- WORK REQUIRED: From the entries, return every line where the string "SpokeBase" shows up.

- GIVEN DATA:
PR #642, opened 2025-08-18
fix: Liquidation logic rounding

### LINKED ISSUE #460: Investigate rounding direction in liquidations
- At the moments the liquidation logic uses dewadify down. We should investigate whether we should do dewadify up instead.

avniculae:
Closes #460


src/libraries/logic/LiquidationLogic.sol
```diff
@@ -142,10 +142,9 @@ library LiquidationLogic {
         params.debtAssetUnit;
     } else {
       // add 1 to round collateral amount up, ensuring HF is always <= close factor
-      vars.collateralAmount =
-        ((vars.maxCollateralToLiquidate * params.collateralAssetUnit) / params.collateralAssetPrice)
-          .fromWadDown() +
-        1;
+      vars.collateralAmount = (vars.maxCollateralToLiquidate * params.collateralAssetUnit)
+        .wadDivUp(params.collateralAssetPrice.toWad())
+        .fromWadUp();
```
DhairyaSethi:
```suggestion
      vars.collateralAmount = (vars.maxCollateralToLiquidate * params.collateralAssetUnit)
        .wadDivUp(params.collateralAssetPrice);
```
equivalent, but do we loose precision this way?

also we just round up bc of the comment (and prev + 1) above, no? but wondering if we should enforce that somewhere else bc as with the convention to underestimate collateral & overestimate debt during HF calc

avniculae: I don't think they are equivalent: `vars.maxCollateralToLiquidate` is in WAD, hence `vars.maxCollateralToLiquidate * params.collateralAssetUnit` is in WAD. the suggestion above would do `wadNumber * WAD / collateralAssetPrice` (let's ignore rounding for now), which means number will have 36 decimals precision, right?

avniculae: > also we just round up bc of the comment (and prev + 1) above, no?

no, I tried (my best) to ignore existing comments and logic. I think when calculating the user's **existing** collateral and debt, we should underestimate collateral and overestimate debt. However, when calculating the amounts to liquidate, I think we should do the opposite: seize as much collateral as possible (hence overestimate collateral) for as little debt as possible (hence underestimate debt). wdyt?

src/libraries/math/WadRayMath.sol
```diff
@@ -179,16 +179,27 @@ library WadRayMath {
...
     }
   }
 
+  /**
+   * @notice Converts number from Wad precision by rounding up
+   * @param a The number in Wad precision
+   * @return b (= a / 1e18, rounded up)
+   */
+  function fromWadUp(uint256 a) internal pure returns (uint256 b) {
+    assembly {
```
DhairyaSethi: nice, could you tag all of these assembly blocks with "memory-safe". it's applicable here, not a lot to optimise here anyway so i don't expect (any) savings, but good practice 

https://docs.soliditylang.org/en/v0.8.30/assembly.html#memory-safety

avniculae: > Inline assembly that neither involves any operations that access memory nor assigns to any Solidity variables in memory is automatically considered memory-safe and does not need to be annotated.

This means that the compiler already considers this block memory-safe, even though we didn't tag it, right? In any case, I agree it's good to add these to be consistent

src/libraries/logic/LiquidationLogic.sol
DhairyaSethi: ah you're right, not equivalent, just don't like that we're rounding twice - unsure of a way this creates any discrepency
wdyt `vars.collateralAmount = vars.maxCollateralToLiquidate.mulDivUp(params.collateralAssetUnit, params.collateralAssetPrice.toWad());` (in 256 bit using a ceilDiv can also work)

avniculae: yeah, thought about `mulDivUp` as well, but we currently don't have such an implementation

src/libraries/math/WadRayMath.sol
DhairyaSethi: yes correct

src/libraries/logic/LiquidationLogic.sol
DhairyaSethi: we can add for this imo, would prefer over rounding twice generally

src/libraries/logic/LiquidationLogic.sol
```diff
@@ -142,10 +142,9 @@ library LiquidationLogic {
...
       vars.debtAmountNeeded = params.actualDebtToLiquidate;
       vars.collateralToLiquidateInBaseCurrency =
         (vars.collateralAmount * params.collateralAssetPrice).toWad() /
```
DhairyaSethi: should we also round up here then if 
> when calculating the amounts to liquidate: seize as much collateral as possible for as little debt as possible

src/libraries/logic/LiquidationLogic.sol
```diff
@@ -89,21 +89,20 @@ library LiquidationLogic {
   ) internal pure returns (uint256) {
     // represents the effective value loss from the collateral per unit of debt repaid
     // the greater the penalty, the more debt must be repaid to restore the user's health factor
-    uint256 effectiveLiquidationPenalty = (params.liquidationBonus.toWad())
-      .percentMulDown(params.collateralFactor)
-      .fromBpsDown();
+    uint256 effectiveLiquidationPenalty = params.liquidationBonus.bpsToWad().percentMulDown(
```
yan-man, line 94: just to clarify this one doesnt change the rounding but is just formatting right? ie both round down

DhairyaSethi: it's just slightly less precise from before 

before rounded down twice, the second time was with more precision

src/libraries/logic/LiquidationLogic.sol
avniculae: as we discussed, I think we want to round down here, as this is only used to assess if there is deficit

src/libraries/logic/LiquidationLogic.sol
avniculae: I don't think any precision is lost here, which also means that rounding direction does not matter here. this is bc both of these values are in bps values, and the result can be represented in wad without any loss of precision. percentMulDown will divide by 1e4, which will remove a few 0s from the 1e18 wad precision.

src/libraries/math/MathUtils.sol
```diff
@@ -77,4 +77,31 @@ library MathUtils {
       return a - b;
     }
   }
+
+  // performs 256 bit
```
DhairyaSethi: can you make the natspec more consistent with the others

src/libraries/math/MathUtils.sol
```diff
@@ -77,4 +77,31 @@ library MathUtils {
...
+  function mulDivDown(uint256 a, uint256 b, uint256 c) internal pure returns (uint256 d) {
```
DhairyaSethi, line 89: don't really need this but sure np

src/libraries/math/MathUtils.sol
avniculae: [23b5101](https://github.com/aave/aave-v4/pull/642/commits/23b5101c1a354da1967deb280dd7d3787465a64f)

src/contracts/Spoke.sol
```diff
@@ -1048,107 +1040,98 @@ contract Spoke is ISpoke, Multicall, AccessManaged {
...
+
+    if (vars.hasDeficit) {
+      _reportDeficits(user);
+    } else {
+      // new risk premium only needs to be propagated if no deficit exists
+      (vars.newUserRiskPremium, , , , ) = _calculateUserAccountData(user);
+      _notifyRiskPremiumUpdate(user, vars.newUserRiskPremium);
     }
+
+    if (vars.withdrawnShares - vars.liquidatedSuppliedShares > 0) {
```
yan-man: nit: minor opt?
```suggestion
    if (vars.withdrawnShares > vars.liquidatedSuppliedShares) {
```

tests/unit/Spoke/Liquidations/Spoke.Liquidation.Base.t.sol
```diff
@@ -842,10 +843,10 @@ contract SpokeLiquidationBase is SpokeBase {
         params.debtAssetUnit;
     } else {
       // add 1 to round collateral amount up, ensuring HF is always <= close factor
```
yan-man: rm this comment

tests/unit/Spoke/Liquidations/Spoke.Liquidation.Base.t.sol
```diff
@@ -825,12 +826,12 @@ contract SpokeLiquidationBase is SpokeBase {
...
-      params.debtAssetUnit;
+    vars.baseCollateral = (params.actualDebtToLiquidate * params.debtAssetPrice).wadDivUp(
+      params.debtAssetUnit
+    );
 
     // account for additional collateral required due to liquidation bonus
-    vars.maxCollateralToLiquidate = vars.baseCollateral.percentMulDown(params.liquidationBonus);
+    vars.maxCollateralToLiquidate = vars.baseCollateral.percentMulUp(params.liquidationBonus);
 
     if (vars.maxCollateralToLiquidate >= vars.borrowerCollateralBalanceInBaseCurrency) {
```
yan-man, line 836: previously made this into a >= due to the adding 1 from the bottom branch... i think this now can be > strictly aligning w v3

https://github.com/aave-dao/aave-v3-origin/blob/63d8a8f34aa756d6e8c699259529f05cbc9f4abb/src/contracts/protocol/libraries/logic/LiquidationLogic.sol#L631

tests/unit/libraries/LiquidationLogic/LiquidationLogic.AvailableCollateralToLiquidate.t.sol
```diff
@@ -331,11 +333,9 @@ contract LiquidationAvailableCollateralToLiquidateTest is LiquidationLogicBaseTe
...
   ) internal pure returns (uint256) {
     return
-      _convertAmountToBaseCurrency(
-        params.actualDebtToLiquidate,
-        params.debtAssetPrice,
-        params.debtAssetUnit
-      ).percentMulDown(params.liquidationBonus);
+      (params.actualDebtToLiquidate * params.debtAssetPrice)
+        .wadDivUp(params.debtAssetUnit)
+        .percentMulUp(params.liquidationBonus);
```
yan-man, line 338: can this not be same as before but `percentMulUp`? or does the `_convertAmountToBaseCurrency` helper need to be updated too?

tests/unit/libraries/LiquidationLogic/LiquidationLogic.AvailableCollateralToLiquidate.t.sol
```diff
@@ -207,7 +209,7 @@ contract LiquidationAvailableCollateralToLiquidateTest is LiquidationLogicBaseTe
     params.debtAssetUnit = 0;
     DataTypes.LiquidationCallLocalVars memory args = setStructFields(params);
 
-    vm.expectRevert(stdError.divisionError);
+    vm.expectRevert(); // WadMathRay reverts with no data if division by 0
```
yan-man:
```suggestion
    vm.expectRevert(); // WadRayMath reverts with no data if division by 0
```

tests/unit/libraries/LiquidationLogic/LiquidationLogic.AvailableCollateralToLiquidate.t.sol
avniculae: given that we need to maximise collateral seized, we are rounding up when converting amount to base currency. However, I don't think we should modify the `_convertAmountToBaseCurrency` function since you still want to round down when converting collateral in most cases

tests/unit/libraries/LiquidationLogic/LiquidationLogic.AvailableCollateralToLiquidate.t.sol
avniculae: I always do this lol

tests/unit/Spoke/Liquidations/Spoke.Liquidation.Base.t.sol
avniculae: I think it's actually better to do `>=` now, bc we want to correctly assess deficit (if we do `>` then it might be that `maxCollateralToLiquidate` is equal to `borrowerCollateralBalanceInBaseCurrency`, but bc of precision errors you don't report deficit)

src/contracts/Spoke.sol
avniculae: I expect the compiler to optimise this, but will address

tests/unit/libraries/LiquidationLogic/LiquidationLogic.AvailableCollateralToLiquidate.t.sol
DhairyaSethi: agree^
think i had added another helper called convertDebtAmountToBaseCurrency which rounded up but this is fine also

- SOLUTION TO THIS TASK:
@@ -842,10 +843,10 @@ contract SpokeLiquidationBase is SpokeBase {
@@ -825,12 +826,12 @@ contract SpokeLiquidationBase is SpokeBase {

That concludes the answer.